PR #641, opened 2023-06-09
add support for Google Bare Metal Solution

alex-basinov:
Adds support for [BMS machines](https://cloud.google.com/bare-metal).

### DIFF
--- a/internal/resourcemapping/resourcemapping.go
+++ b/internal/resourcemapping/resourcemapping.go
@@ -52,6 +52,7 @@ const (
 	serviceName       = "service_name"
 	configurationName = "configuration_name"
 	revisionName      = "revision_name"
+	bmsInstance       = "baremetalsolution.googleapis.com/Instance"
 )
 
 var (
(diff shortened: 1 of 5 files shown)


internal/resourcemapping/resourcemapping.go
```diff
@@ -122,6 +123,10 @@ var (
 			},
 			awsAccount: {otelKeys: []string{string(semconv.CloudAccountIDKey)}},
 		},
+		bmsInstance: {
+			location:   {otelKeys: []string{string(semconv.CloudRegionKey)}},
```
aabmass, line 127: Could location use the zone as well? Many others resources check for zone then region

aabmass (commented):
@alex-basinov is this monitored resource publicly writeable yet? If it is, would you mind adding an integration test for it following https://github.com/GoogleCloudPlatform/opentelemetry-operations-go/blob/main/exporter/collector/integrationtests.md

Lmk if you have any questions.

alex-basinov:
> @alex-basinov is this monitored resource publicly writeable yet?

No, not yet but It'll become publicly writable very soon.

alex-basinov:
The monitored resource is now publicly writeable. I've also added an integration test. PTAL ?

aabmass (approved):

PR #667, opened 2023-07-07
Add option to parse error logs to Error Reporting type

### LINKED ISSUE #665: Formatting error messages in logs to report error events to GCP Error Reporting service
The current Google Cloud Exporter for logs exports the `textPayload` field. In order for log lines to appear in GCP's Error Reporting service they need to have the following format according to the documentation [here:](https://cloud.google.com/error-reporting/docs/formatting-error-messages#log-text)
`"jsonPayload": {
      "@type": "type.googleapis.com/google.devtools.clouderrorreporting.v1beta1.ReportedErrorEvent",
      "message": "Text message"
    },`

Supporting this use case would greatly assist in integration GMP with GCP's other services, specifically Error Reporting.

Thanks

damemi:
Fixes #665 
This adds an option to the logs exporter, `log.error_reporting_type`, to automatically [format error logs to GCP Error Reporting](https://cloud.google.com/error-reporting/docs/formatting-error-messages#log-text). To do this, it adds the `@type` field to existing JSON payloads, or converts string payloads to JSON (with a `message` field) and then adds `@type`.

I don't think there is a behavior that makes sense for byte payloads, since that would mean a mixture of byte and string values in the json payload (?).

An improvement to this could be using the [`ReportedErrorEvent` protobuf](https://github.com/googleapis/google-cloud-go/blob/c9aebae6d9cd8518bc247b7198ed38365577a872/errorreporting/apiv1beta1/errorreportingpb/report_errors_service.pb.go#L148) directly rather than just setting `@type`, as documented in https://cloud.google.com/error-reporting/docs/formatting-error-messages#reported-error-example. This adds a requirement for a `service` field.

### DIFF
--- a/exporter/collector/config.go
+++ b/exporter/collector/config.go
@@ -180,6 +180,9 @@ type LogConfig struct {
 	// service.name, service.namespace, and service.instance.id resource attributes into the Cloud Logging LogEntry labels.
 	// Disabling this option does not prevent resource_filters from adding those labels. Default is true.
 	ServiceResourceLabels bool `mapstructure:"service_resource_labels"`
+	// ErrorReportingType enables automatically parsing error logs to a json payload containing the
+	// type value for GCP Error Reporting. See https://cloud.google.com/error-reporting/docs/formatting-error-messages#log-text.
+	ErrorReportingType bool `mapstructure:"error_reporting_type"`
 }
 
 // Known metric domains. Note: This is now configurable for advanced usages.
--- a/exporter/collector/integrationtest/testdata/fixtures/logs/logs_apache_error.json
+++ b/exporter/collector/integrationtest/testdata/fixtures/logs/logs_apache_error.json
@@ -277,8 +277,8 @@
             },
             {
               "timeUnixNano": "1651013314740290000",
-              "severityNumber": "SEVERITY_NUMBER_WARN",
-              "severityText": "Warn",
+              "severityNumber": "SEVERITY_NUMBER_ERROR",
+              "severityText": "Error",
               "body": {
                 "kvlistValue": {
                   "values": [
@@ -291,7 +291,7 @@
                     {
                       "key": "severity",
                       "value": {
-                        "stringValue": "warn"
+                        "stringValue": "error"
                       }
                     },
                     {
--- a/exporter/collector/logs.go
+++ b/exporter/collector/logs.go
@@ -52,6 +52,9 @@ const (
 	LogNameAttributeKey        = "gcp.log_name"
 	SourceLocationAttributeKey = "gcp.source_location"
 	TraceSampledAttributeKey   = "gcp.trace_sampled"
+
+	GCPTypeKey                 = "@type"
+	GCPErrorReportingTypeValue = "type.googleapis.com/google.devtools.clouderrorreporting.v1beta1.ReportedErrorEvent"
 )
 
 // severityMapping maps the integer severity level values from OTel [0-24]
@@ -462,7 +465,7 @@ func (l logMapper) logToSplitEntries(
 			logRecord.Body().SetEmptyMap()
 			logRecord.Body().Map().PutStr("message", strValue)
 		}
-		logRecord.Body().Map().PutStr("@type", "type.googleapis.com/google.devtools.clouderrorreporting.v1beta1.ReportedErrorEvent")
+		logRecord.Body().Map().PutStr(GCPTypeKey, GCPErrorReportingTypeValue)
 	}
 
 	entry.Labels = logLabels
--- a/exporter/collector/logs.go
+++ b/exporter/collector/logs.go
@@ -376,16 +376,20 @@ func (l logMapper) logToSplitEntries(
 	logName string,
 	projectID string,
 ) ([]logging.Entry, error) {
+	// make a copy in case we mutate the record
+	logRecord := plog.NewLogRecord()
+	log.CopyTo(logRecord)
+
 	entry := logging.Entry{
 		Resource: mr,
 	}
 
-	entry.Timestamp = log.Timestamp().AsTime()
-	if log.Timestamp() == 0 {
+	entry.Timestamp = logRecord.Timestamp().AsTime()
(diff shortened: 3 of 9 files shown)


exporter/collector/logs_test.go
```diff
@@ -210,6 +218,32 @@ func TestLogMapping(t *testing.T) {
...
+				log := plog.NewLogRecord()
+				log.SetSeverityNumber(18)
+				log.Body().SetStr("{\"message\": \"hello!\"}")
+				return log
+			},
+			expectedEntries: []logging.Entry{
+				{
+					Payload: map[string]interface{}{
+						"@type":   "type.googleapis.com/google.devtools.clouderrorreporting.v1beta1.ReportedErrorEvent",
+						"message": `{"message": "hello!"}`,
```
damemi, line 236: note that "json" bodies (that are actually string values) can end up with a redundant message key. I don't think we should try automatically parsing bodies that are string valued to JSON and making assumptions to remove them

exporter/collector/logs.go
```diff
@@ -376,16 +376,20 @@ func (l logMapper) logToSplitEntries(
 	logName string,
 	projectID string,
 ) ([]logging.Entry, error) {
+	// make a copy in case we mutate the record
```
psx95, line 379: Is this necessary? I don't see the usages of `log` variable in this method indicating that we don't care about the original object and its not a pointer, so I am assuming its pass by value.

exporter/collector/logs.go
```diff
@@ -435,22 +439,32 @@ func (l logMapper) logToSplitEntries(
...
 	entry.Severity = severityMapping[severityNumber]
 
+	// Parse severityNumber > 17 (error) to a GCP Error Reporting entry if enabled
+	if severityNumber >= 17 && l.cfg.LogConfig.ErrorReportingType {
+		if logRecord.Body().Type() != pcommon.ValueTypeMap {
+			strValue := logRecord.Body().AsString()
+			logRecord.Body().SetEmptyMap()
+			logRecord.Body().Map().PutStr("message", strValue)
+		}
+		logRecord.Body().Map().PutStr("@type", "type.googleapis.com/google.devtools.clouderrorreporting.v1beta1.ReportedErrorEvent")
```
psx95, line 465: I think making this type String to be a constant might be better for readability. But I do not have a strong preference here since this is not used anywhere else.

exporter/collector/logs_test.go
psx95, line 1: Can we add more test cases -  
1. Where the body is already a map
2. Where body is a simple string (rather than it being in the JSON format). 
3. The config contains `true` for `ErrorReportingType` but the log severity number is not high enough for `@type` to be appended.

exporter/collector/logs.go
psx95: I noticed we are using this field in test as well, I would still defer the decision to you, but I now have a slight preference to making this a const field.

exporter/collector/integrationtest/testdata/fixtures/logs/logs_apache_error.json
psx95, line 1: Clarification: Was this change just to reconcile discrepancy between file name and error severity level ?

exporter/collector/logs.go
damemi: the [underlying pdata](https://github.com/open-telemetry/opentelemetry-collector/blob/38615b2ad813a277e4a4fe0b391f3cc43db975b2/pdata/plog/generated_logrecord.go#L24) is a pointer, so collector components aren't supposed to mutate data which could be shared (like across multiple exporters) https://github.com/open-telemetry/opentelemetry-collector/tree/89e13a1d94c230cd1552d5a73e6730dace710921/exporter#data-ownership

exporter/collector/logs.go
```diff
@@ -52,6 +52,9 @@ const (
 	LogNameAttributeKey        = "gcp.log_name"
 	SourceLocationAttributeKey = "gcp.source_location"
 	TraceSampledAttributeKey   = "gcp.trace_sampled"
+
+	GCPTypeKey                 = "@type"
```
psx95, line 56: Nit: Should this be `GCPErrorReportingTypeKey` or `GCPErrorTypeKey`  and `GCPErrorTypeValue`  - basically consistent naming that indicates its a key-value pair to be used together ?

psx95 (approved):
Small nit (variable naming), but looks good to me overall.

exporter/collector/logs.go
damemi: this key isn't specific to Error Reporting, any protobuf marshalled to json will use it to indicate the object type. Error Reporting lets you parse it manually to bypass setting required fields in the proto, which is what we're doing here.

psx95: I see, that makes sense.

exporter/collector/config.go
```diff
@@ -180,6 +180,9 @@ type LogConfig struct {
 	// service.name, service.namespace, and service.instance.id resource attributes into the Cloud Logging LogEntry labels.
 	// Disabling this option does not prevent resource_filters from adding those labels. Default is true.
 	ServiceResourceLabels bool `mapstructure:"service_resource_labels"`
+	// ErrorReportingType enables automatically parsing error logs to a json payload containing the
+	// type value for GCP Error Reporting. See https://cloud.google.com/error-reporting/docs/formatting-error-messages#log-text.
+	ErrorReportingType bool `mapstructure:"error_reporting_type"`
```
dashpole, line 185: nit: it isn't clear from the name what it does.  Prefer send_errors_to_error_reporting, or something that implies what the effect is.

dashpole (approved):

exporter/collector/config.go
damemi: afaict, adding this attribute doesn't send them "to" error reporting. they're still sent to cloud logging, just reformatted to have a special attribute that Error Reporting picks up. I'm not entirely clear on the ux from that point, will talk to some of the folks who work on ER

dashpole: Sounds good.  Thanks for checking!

**Action item**
Wherever the word "GCPErrorReportingTypeValue" turns up in a line of the listing, that line counts; report the total as a lone number.

**Exercise result**
2